Cavirin vs RiskRecon
Abstract shapeAbstract shape
Join 27,000+ cybersecurity newsletter subscribers

The emergence of the cyber risk assessment space marks a strategic shift in how enterprises handle digital threats, from traditional, ineffective security-centric approaches to blended frameworks that combine layered security and risk management. Let's see how Cavirin and RiskRecon stack up when it comes to measuring enterprise cyber risk.
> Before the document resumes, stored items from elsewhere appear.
PR #3083, opened 2025-04-16
POS upgrade test

tbro:
Adds a unit test for POS upgrades, principally  addition of `set_upgrades` method  to `TestNetworkBuilder`.

Also:

  * improvements for upgrade testing "framework"
  * removal of upgrade tests for version we won't be upgrading to (again, i.e. `FeeVersion`).
  * deployment code shared w/ `pos_hook` moved to a common place for de-duplication
  * some shared functions needed contract deployment moved to an accessible location
  * created a new type for upgrade map, in order to add some convenience functions
  * moved upgrade configurations into static methods on `Upgrade`.

---
  - https://app.asana.com/0/0/1210024927640840

### DIFF
--- a/sequencer/src/api.rs
+++ b/sequencer/src/api.rs
@@ -2650,66 +2650,6 @@ mod test {
     }
 
     #[tokio::test(flavor = "multi_thread")]
-    async fn test_fee_upgrade_view_based() {
-        setup_test();
-
-        let mut upgrades = std::collections::BTreeMap::new();
-        type MySequencerVersions = SequencerVersions<V0_1, FeeVersion>;
-
-        let mode = UpgradeMode::View(ViewBasedUpgrade {
-            start_voting_view: None,
-            stop_voting_view: None,
-            start_proposing_view: 1,
-            stop_proposing_view: 10,
-        });
-
-        let upgrade_type = UpgradeType::Fee {
-            chain_config: ChainConfig {
-                max_block_size: 300.into(),
-                base_fee: 1.into(),
-                ..Default::default()
-            },
-        };
-
-        upgrades.insert(
-            <MySequencerVersions as Versions>::Upgrade::VERSION,
-            Upgrade { mode, upgrade_type },
-        );
-        test_upgrade_helper::<MySequencerVersions>(upgrades, MySequencerVersions::new()).await;
-    }
-
-    #[tokio::test(flavor = "multi_thread")]
-    async fn test_fee_upgrade_time_based() {
-        setup_test();
-
-        let now = OffsetDateTime::now_utc().unix_timestamp() as u64;
-
-        let mut upgrades = std::collections::BTreeMap::new();
-        type MySequencerVersions = SequencerVersions<V0_1, FeeVersion>;
-
-        let mode = UpgradeMode::Time(TimeBasedUpgrade {
-            start_proposing_time: Timestamp::from_integer(now).unwrap(),
-            stop_proposing_time: Timestamp::from_integer(now + 500).unwrap(),
-            start_voting_time: None,
-            stop_voting_time: None,
-        });
-
-        let upgrade_type = UpgradeType::Fee {
-            chain_config: ChainConfig {
-                max_block_size: 300.into(),
-                base_fee: 1.into(),
-                ..Default::default()
-            },
-        };
-
-        upgrades.insert(
-            <MySequencerVersions as Versions>::Upgrade::VERSION,
-            Upgrade { mode, upgrade_type },
-        );
-        test_upgrade_helper::<MySequencerVersions>(upgrades, MySequencerVersions::new()).await;
-    }
-
-    #[tokio::test(flavor = "multi_thread")]
     async fn test_pos_upgrade_view_based() {
         setup_test();
 
--- a/sequencer/src/api.rs
+++ b/sequencer/src/api.rs
@@ -2730,13 +2730,14 @@ mod test {
             }
         };
 
+        let wanted_view = upgrade.new_version_first_view + wait_extra_views;
         // Loop until we get the `new_version_first_view`, then test the upgrade.
         loop {
             let event = events.next().await.unwrap();
             let view_number = event.view_number;
 
             tracing::debug!(?view_number, ?upgrade.new_version_first_view, "upgrade_new_view");
-            if view_number > upgrade.new_version_first_view + wait_extra_views {
+            if view_number > wanted_view {
                 let states: Vec<_> = network
                     .peers
                     .iter()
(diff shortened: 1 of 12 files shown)


staking-cli/src/demo.rs
```diff
@@ -187,3 +204,143 @@ pub async fn stake_for_demo(config: &Config, num_validators: u16) -> Result<()>
     tracing::info!("completed staking for demo");
     Ok(())
 }
+
+pub async fn pos_deploy_routine(
```
sveitser, line 208: Could the main function in `bin/deploy.rs` handle this deployment instead? I feel like we should move that function out of the binary so it can be used elsewhere to avoid code duplication. @alxiong do you know if this is possible now or do we still have that issues with two way dependency between prover service and deploy code because the deploy code needs

https://github.com/EspressoSystems/espresso-sequencer/blob/6bfe9aca6b7c70a29b517eee31bcbd39d1ce8ac9/hotshot-state-prover/src/service.rs#L214

and the prover service deploys contracts for tests. What about splitting the prover into a library and service crate?

tbro: > Could the main function in `bin/deploy.rs` handle this deployment instead?

Not entirely as is, but yes placing this here was just to unblock the test. We can find a better organization.

tbro: https://app.asana.com/1/1208976916964769/project/1209380107411004/task/1210024497670042

staking-cli/src/demo.rs
```diff
@@ -313,3 +322,154 @@ pub async fn stake_for_demo(config: &Config, num_validators: u16) -> Result<()>
     tracing::info!("completed staking for demo");
     Ok(())
 }
+
+/// Commonly used contract deployment routine.
+// TODO move to proper place for shared code. See:
```
sveitser, line 327: I think when we add something that we expect to be removed soon it's preferable to add it right where it's used, instead of in another crate. This would also not require duplicating the staking_priv_keys function and we could put gate everything with `cfg(test)` or the testing feature.

sequencer/src/lib.rs
```diff
@@ -851,11 +868,56 @@ pub mod testing {
...
+                    let blocks_per_epoch = self.config.epoch_height;
+                    let epoch_start_block = self.config.epoch_start_block;
+
+                    let initial_stake_table =
+                        stake_table(self.config.known_nodes_with_stake.clone());
+
+                    let staking_private_keys =
+                        staking_priv_keys(&self.priv_keys, &self.state_key_pairs, NUM_NODES);
+
+                    let address = pos_deploy_routine(
```
sveitser, line 886: If we remove `stake_in_contract_for_test` from `pos_deploy_routine` and instead call it here then we don't need to pass `staking_priv_keys` to `pos_deploy_routine` and don't need to copy that code into the staking-cli crate.

types/src/v0/impls/instance_state.rs
```diff
@@ -264,6 +267,25 @@ impl NodeState {
...
+        self.0
+            .get(&version)
+            .unwrap()
+            .upgrade_type
+            .chain_config()
+            .unwrap()
+    }
+}
+
+impl From<BTreeMap<Version, Upgrade>> for UpgradeMap {
```
sveitser, line 283: use `derive_more::From`?

types/src/v0/impls/instance_state.rs
```diff
@@ -264,6 +267,25 @@ impl NodeState {
     }
 }
 
+/// NewType to hold upgrades and some convenience behavior.
+pub struct UpgradeMap(pub BTreeMap<Version, Upgrade>);
```
sveitser, line 271: IIUC this is intended only as test code due to the `unwrap`? Can we feature gate it as such so we don't at some point end up using it in normal code?

sequencer/src/api.rs
```diff
@@ -2647,145 +2589,50 @@ mod test {
...
 
-        let chain_config_upgrade = upgrades
-            .get(&<MockSeqVersions as Versions>::Upgrade::VERSION)
-            .unwrap()
-            .upgrade_type
-            .chain_config()
-            .unwrap();
+        let test_config = TestConfigBuilder::default()
+            .epoch_height(200)
+            .epoch_start_block(321)
```
sveitser, line 2626: Why is this 321?

This test took 6 minutes when I ran it. Do you think there's a way to perform it with fewer views?

staking-cli/src/demo.rs
```diff
@@ -34,6 +40,9 @@ use crate::{
     Config,
 };
 
+pub type StakeTableVecBased = StakeTable<BLSPubKey, StateVerKey, CircuitField>;
+
+pub const STAKE_TABLE_CAPACITY_FOR_TEST: u64 = 3;
```
sveitser, line 45: These seem to be only used in tests, so suggest moving them there.

types/src/v0/impls/instance_state.rs
```diff
@@ -325,6 +347,43 @@ impl Upgrade {
             },
         }
     }
+    pub fn pos_view_based(address: Address) -> Upgrade {
+        let chain_config = ChainConfig {
+            base_fee: 0.into(),
+            stake_table_contract: Some(address),
```
sveitser, line 353: More descriptive name? For example:
```suggestion
    pub fn pos_view_based(stake_table_contract: Address) -> Upgrade {
        let chain_config = ChainConfig {
            base_fee: 0.into(),
            stake_table_contract: Some(stake_table_contract),
```

staking-cli/src/demo.rs
tbro: We need it in a place where it can be reached by all the tests, not just the ones in this PR. We have many more tests to write. Some of them will live in the `tests` crate. Importing `seqeuncer` crate everywhere is not good IMO.

tbro:
Merging for the following reasons:

  * this PR has been awaiting review since friday
  * if I change things now who knows when it will get merged due slow iterations, updating from main, etc
  * we have many more tests to write  this PR isn't the finished product but just some small steps.
  * I consider having tests such as this one merged and running on PRs/main far greater priority than any of the comments here.

sequencer/src/api.rs
tbro: These are the values deemed correct from testing:
https://github.com/EspressoSystems/espresso-network/blob/dee7f5e80d2ef8e237ddbe0773ff6dc8f449d4db/data/genesis/demo-pos.toml#L3-L4

There was [some discussion](https://espresso.zulipchat.com/#narrow/channel/462904-eng-proof-of-stake/topic/confirmation.20layer.20pos.20tests/near/512388886). I did try lower values with no success. Could be that the values I tried were too low. But there is a trade-off between how much trial and error is worth while when we currently have something working.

Data breaches are continually on the rise and won't be letting up any time soon, especially with digital transformation in the works across the globe. And despite a marked rise in enterprise cybersecurity spending year-on-year, security incidents continue to increase in volume and severity.

In order to capitalize on technology's benefits, enterprises must maintain a healthy, albeit grounded appetite for technological risk—without endangering the livelihood of the business. Solutions like Cavirin ARAP and RiskRecon enable enterprises to ascertain the impact existing IT assets and/or third party vendors have on their cyber risk postures. 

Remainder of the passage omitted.